PR #704, opened 2021-04-28
lazily allocate the threaded buffers and allocate them on the thread that will access it

KristofferC:
This package does quite a bit of work on load time since it allocates and compiles some regular expressions. That code needs to be inferred and run which causes some penalty to the load time of the package. In particular, the function `Threads.resize_nthreads!` seems to be slow to infer (https://github.com/JuliaLang/julia/issues/40630). In addition, it is generally better to allocate objects on the actual thread that they will be used. The pattern used in this PR is the same as the Random stdlib uses to allocate thread local RNGs: https://github.com/JuliaLang/julia/blob/e4fcdf5b04fd9751ce48b0afc700330475b42443/stdlib/Random/src/RNGs.jl#L369-L385.

Together with https://github.com/JuliaWeb/URIs.jl/pull/27 the timings for loading the package are:

Before:

```
julia> @time using HTTP
  0.428206 seconds (1.05 M allocations: 63.117 MiB, 2.00% gc time, 0.89% compilation time)
```

After:

```
julia> @time using HTTP
  0.113877 seconds (64.19 k allocations: 5.825 MiB, 7.65% compilation time)
```

### DIFF
--- a/src/CookieRequest.jl
+++ b/src/CookieRequest.jl
@@ -5,12 +5,12 @@ import ..Layer, ..request
 using URIs
 using ..Cookies
 using ..Pairs: getkv, setkv
-import ..@debug, ..DEBUG_LEVEL
+import ..@debug, ..DEBUG_LEVEL, ..access_threaded
 
-const default_cookiejar = [Dict{String, Set{Cookie}}()]
+const default_cookiejar = Dict{String, Set{Cookie}}[]
 
 function __init__()
-    Threads.resize_nthreads!(default_cookiejar)
+    resize!(empty!(default_cookiejar), Threads.nthreads())
     return
 end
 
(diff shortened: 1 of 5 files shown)


fredrikekre (approved):

src/CookieRequest.jl
```diff
@@ -5,12 +5,12 @@ import ..Layer, ..request
...
 using ..Pairs: getkv, setkv
-import ..@debug, ..DEBUG_LEVEL
+import ..@debug, ..DEBUG_LEVEL, ..access_threaded
 
-const default_cookiejar = [Dict{String, Set{Cookie}}()]
+const default_cookiejar = Dict{String, Set{Cookie}}[]
 
 function __init__()
-    Threads.resize_nthreads!(default_cookiejar)
+    resize!(empty!(default_cookiejar), Threads.nthreads())
```
quinnj, line 13: curious why the `empty!` call here?

quinnj (approved):

src/CookieRequest.jl
KristofferC: Just in case some garbage is left in it from the precompilation process that ends up getting serialized.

§ EXERCISE DIRECTIONS:
Return all of the lines above exactly, with none omitted.

§ RESPONSE AREA:
PR #704, opened 2021-04-28
lazily allocate the threaded buffers and allocate them on the thread that will access it

KristofferC:
This package does quite a bit of work on load time since it allocates and compiles some regular expressions. That code needs to be inferred and run which causes some penalty to the load time of the package. In particular, the function `Threads.resize_nthreads!` seems to be slow to infer (https://github.com/JuliaLang/julia/issues/40630). In addition, it is generally better to allocate objects on the actual thread that they will be used. The pattern used in this PR is the same as the Random stdlib uses to allocate thread local RNGs: https://github.com/JuliaLang/julia/blob/e4fcdf5b04fd9751ce48b0afc700330475b42443/stdlib/Random/src/RNGs.jl#L369-L385.

Together with https://github.com/JuliaWeb/URIs.jl/pull/27 the timings for loading the package are:

Before:

```
julia> @time using HTTP
  0.428206 seconds (1.05 M allocations: 63.117 MiB, 2.00% gc time, 0.89% compilation time)
```

After:

```
julia> @time using HTTP
  0.113877 seconds (64.19 k allocations: 5.825 MiB, 7.65% compilation time)
```

### DIFF
--- a/src/CookieRequest.jl
+++ b/src/CookieRequest.jl
@@ -5,12 +5,12 @@ import ..Layer, ..request
 using URIs
 using ..Cookies
 using ..Pairs: getkv, setkv
-import ..@debug, ..DEBUG_LEVEL
+import ..@debug, ..DEBUG_LEVEL, ..access_threaded
 
-const default_cookiejar = [Dict{String, Set{Cookie}}()]
+const default_cookiejar = Dict{String, Set{Cookie}}[]
 
 function __init__()
-    Threads.resize_nthreads!(default_cookiejar)
+    resize!(empty!(default_cookiejar), Threads.nthreads())
     return
 end
 
(diff shortened: 1 of 5 files shown)


fredrikekre (approved):

src/CookieRequest.jl
```diff
@@ -5,12 +5,12 @@ import ..Layer, ..request
...
 using ..Pairs: getkv, setkv
-import ..@debug, ..DEBUG_LEVEL
+import ..@debug, ..DEBUG_LEVEL, ..access_threaded
 
-const default_cookiejar = [Dict{String, Set{Cookie}}()]
+const default_cookiejar = Dict{String, Set{Cookie}}[]
 
 function __init__()
-    Threads.resize_nthreads!(default_cookiejar)
+    resize!(empty!(default_cookiejar), Threads.nthreads())
```
quinnj, line 13: curious why the `empty!` call here?

quinnj (approved):

src/CookieRequest.jl
KristofferC: Just in case some garbage is left in it from the precompilation process that ends up getting serialized.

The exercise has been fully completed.